LBJ and civil rights
An old man (relatively recently deceased) I conversed with somewhat over the Internet once suggested that he has argued with black Americans that they oughta all hang one giant picture of Lyndon Johnson in their houses for all he did for them, in doing the legislative legwork that brought about the Civil Rights Acts of 1957, 1964, and 1965. I found it a somewhat patronizing statement, but at the same time it sort of raised for me the question of how one relates to the cynical and duplicitious politicos and the incorrigible system they can’t help but promote by being a part of — indeed, an integral cog in the machinery.
I placed this book on a half revamped sidebar book link. (Have to change those things every so often.) It is an important book, and offers much by way of our nation’s political history. Several months ago I did read a blogger, I believe at the washington monthly blog, rail against it saying he’s tried to read it, and asking who the heck could actually read this — as it runs into the minutiae of the Senate at the mid-point of the last century. Maybe it might be a little dry, but there is no other way. But feel free to skip the first thousand pages or so and go to the final 400 pages, which is the most important — how Johnson manuevered a civil rights act through the Senate in 1957.

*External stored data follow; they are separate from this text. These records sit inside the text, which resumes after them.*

PR #924, opened 2022-12-21
[Collections/rotate] fix in-place behavior for String values

drkameleon:
# Description

The issue exists when the passed String value is in the form of Literal. (in-place `rotate`)

Fixes #920 

## Type of change

- [x] Bug fix (non-breaking change which fixes an issue)

Issue #920, opened 2022-12-21
[Collections/rotate] is not working for string-literals


RickBarretto:
**Describe the bug**
It's working well for blocks, block-literals and strings itself, but not for string-literals.

**To Reproduce**
```
;; Working well
rotate [2 3 4 5 1] 1
; => [1 2 3 4 5]

;; Working well
a: [ 2 3 4 5 1]
rotate 'a 1
a
; => [1 2 3 4 5]

;; Working well
rotate "rturoA" 1
; => Arturo

;; Broken
b: "rturoA"
rotate 'b 1
b
; => b
```

**Expected behavior**
```
b: "rturoA"
rotate 'b 1
b
; => Arturo
```

**Screenshots**
![image](https://user-images.githubusercontent.com/78623871/208889663-7f544064-1396-495b-8f33-c8465e769383.png)

**Desktop (please complete the following information):**
- os: `amd64/windows`
- version: `v/0.9.80 b/3432`

**Additional context**
- Discovered on PR #910

Issue #912, opened 2022-12-21
[Collections/decouple] is not working with literals


RickBarretto:
**Describe the bug**
decouple is not working with literals. Also, it's having some incongruences, as you can see on the screenshots.

**To Reproduce**

> Note: with `;` are returns from REPL, and `;;` are my commentaries 

```arturo
a: [[1 "one"] [2 "two"] [3 "three"]]

;; With non-literal
decouple a ; => [[1 2 3] [one two three]]
a ; => [[1 one] [2 two] [3 three]]

;; With literal
decouple 'a ; => [[1 2 3] [one two three]]
;; A question about it is: It's really returning something?
a ; => [[1 one] [2 two] [3 three]]
```

**Expected behavior**
```arturo
a: [[1 "one"] [2 "two"] [3 "three"]]

;; With non-literal
decouple a ; => [[1 2 3] [one two three]]
a ; => [[1 one] [2 two] [3 three]]

;; With literal, the same behavior of non-literal
decouple 'a  ;; Does not show anything
a ; => [[1 2 3] [one two three]]
```

**Screenshots**
![image](https://user-images.githubusercontent.com/78623871/208788015-661e7604-6492-40e9-ae42-897ab0d65e4b.png)

Also, another strange beavior:
![image](https://user-images.githubusercontent.com/78623871/208788370-a3d7e4b6-01b4-4ca8-aabd-e5bbb9f41bd2.png)

**Desktop (please complete the following information):**
- os: `amd64/windows`
- version: `v/0.9.80 b/3432`

**Additional context**
- Note: It's working well for non-literal block
- Discovered on PR #910

drkameleon:
> ;; A question about it is: It's really returning something?

Well, it most certainly shouldn't return anything (since it's in-place, after all).

Let me see...

PR #944, opened 2022-12-28
Fix hashing for Literal values

### LINKED ISSUE #142: [Value\hash] Verify hashing is done right
[Value\hash] Verify hashing is done right

https://github.com/arturo-lang/arturo/blob/a971add892fe3d675b3320f356cf2d96179e2a22/src/vm/value.nim#L1400

```text
            result = ""

# TODO(Value\hash) Verify hashing is done right
#  labels: vm,unit-test
proc hash*(v: Value): Hash {.inline.}=
    case v.kind:
        of Null         : result = 0
```

372d19298adc4e945a3632bcaffe16bc123a6cf6

drkameleon:
# Description

There has been a real - albeit only apparent in the REPL - bug that has been affecting the evaluator.

Apparently if we open up the REPL and do something as simple as:

```red
$> b: "str"

$> upper b
=> STR

$> upper 'b
=> STR

$> b
=> str
```

What appears to be happening here is the penultimate command *does* return something (despite it being an in-place argument) and when trying to see the content of our variable (the last command), it seems not to have been changed at all.

**The issue seems simple but in fact it was far more complicated:**

In fact, when the REPL converts the text input (our code) into an executable block, it first has to parse it and evaluate it. I said "evaluate" it. Well, quite. In fact, considering the block a non-dynamic one (which we haven't defined anywhere, but oh well...), it considers that if it has evaluated it before (= to be read as: *converted into bytecode*), the evaluation result would be the same. And, thus, instead of going through the whole bytecode conversion process, it just looks up the given block in a hash of already-evaluated blocks. So, in the end, it's all about hashing the values correctly. 🤔 

**So, what happened here?**

Literals and words were hashed only based on their string value, so `[upper s]` and `[upper 's]` would have the same hash result. In a few words, when the evaluator saw that `[upper 's]`, it thought it had already been evaluated (which was not true ofc) and thus returned the bytecode that was for `[upper s]`... 😢 

**How to solve it**

Hash values properly, in a way that we differentiate between different Value types, despite the fact that their, e.g. string content, *may* end up being identical. 😉 

**Related:**

- #920 
- #924 
- https://github.com/arturo-lang/arturo/issues/912#issuecomment-1361172739

Fixes #142 

## Type of change

- [x] Code cleanup


drkameleon:
Issue to be considered fixed; thanks to @RickBarretto who initially spotted it! 😉 🎉 

-----

Ready to merge! 🚀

Understand, Lyndon Johnson came to the position of Senate Majority Leader by toadying up to the Southern Dixiecrats. Senator Russel, the baron of the Southern Caucus, ended with the goal of making Johnson president, to redeem the Southland. Hence, his allowance for Johnson to pass a civil rights act. So long as it didn’t mean anything.
So Lyndon Johnson thread the needle very finely in pushing a civil rights act with the tacit approval of the 22 Filibuster and delay obstructionist happy Southern Caucus. (The two Senators from Tennessee — Gore and Kefauver — broke the mold.)
But, by way of showing the cynicism and duplicity of Lyndon Johnson, it is important to note that he set up the system that forced the very fine needling, from the review in The Nation of this book:
Johnson’s first maneuver was to help defeat an effort by Republicans and liberal Democrats to rewrite Senate Rule 22 in order to short-circuit the expected Southern filibuster. At the opening of the 1957 session, pro-civil rights senators sought a ruling from Vice President Richard Nixon, acting in his capacity as the Senate’s presiding officer, that the Senate was not a continuing body and therefore was not bound by previous rules. That would mean that a majority of senators could establish a new rule allowing debate to be shut off with only a simple majority, not the usual and nearly unobtainable sixty-four votes. Indeed, Nixon, hoping to swing black votes to the GOP, would have issued such a decision. But before he could do so, Johnson used his prerogative as majority leader to move to table the proposed rules change. Using all the skill and power he had amassed as majority leader, Johnson managed to get a majority for his motion. But it was a 55-38 tally. If only seven votes had gone the other way (the three absentees having announced against Johnson’s motion), the motion would have lost, Nixon would have issued his decision, the filibuster would have been broken and an effective civil rights bill would have been passed in 1957, not 1964.
And with that cynical manuever, the Democrats became party of civil rights. And held onto the South for another handful of years. Interestingly enough, the 1958 midterm elections — where the Democrats triumphed with corruption in the Eisenhower administration and a severe recession — swamped norther Democrats into the two branches of Congress, which is sort of where the Speaker of the House Sam Rayburn quote on not wanting so many Democrats elected because it’s harder to control them comes into play — Johnson (or any future Senate majority leader) could no longer play the facilitator between the Dixiecrat Segregationists and the civil-rights oriented northern Democrats as easily, out of necessity for party.
… all of which is a sort of “I wish I had this down in my online discussions with elderly male” thing to suggest that, no, no, no giant portrait of LBJ is required in the homes of black Americans.